:: TASK REQUIREMENTS ::
Find the lines of the material below that include the string "double", then copy each one.

::::::

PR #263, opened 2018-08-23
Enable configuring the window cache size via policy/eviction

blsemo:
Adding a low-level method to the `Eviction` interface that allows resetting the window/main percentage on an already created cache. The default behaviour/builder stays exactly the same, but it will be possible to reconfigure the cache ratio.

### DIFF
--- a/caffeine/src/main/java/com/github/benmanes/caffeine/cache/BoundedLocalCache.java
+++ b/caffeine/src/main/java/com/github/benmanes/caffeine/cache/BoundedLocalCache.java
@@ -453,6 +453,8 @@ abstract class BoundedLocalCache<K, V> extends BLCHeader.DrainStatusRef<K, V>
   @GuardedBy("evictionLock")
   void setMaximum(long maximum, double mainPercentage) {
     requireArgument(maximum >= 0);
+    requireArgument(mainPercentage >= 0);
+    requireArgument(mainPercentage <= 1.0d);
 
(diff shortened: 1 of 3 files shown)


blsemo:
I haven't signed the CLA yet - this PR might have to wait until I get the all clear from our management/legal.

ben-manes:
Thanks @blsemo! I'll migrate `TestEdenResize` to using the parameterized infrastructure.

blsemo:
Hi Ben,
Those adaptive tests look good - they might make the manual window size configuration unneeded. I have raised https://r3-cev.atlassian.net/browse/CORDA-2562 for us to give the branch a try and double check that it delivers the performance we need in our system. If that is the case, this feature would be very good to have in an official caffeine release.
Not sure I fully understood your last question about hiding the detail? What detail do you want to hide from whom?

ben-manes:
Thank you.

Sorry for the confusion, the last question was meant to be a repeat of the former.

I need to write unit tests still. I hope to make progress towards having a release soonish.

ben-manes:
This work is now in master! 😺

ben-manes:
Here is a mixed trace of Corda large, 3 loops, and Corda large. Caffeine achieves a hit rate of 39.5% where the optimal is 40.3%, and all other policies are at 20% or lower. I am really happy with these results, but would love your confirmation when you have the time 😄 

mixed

::::::

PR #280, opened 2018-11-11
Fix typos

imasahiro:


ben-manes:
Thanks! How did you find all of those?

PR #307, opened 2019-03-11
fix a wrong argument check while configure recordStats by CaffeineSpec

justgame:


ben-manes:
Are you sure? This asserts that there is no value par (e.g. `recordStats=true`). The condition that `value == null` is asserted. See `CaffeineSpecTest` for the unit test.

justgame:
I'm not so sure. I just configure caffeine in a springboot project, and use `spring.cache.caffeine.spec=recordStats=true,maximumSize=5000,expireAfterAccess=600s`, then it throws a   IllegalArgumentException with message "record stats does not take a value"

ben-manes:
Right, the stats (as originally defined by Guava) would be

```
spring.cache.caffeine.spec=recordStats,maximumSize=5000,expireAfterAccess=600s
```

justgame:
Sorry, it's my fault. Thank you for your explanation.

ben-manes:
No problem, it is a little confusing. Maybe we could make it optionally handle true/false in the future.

::::::

:: THE COMPLETED TASK ::
   void setMaximum(long maximum, double mainPercentage) {
Those adaptive tests look good - they might make the manual window size configuration unneeded. I have raised https://r3-cev.atlassian.net/browse/CORDA-2562 for us to give the branch a try and double check that it delivers the performance we need in our system. If that is the case, this feature would be very good to have in an official caffeine release.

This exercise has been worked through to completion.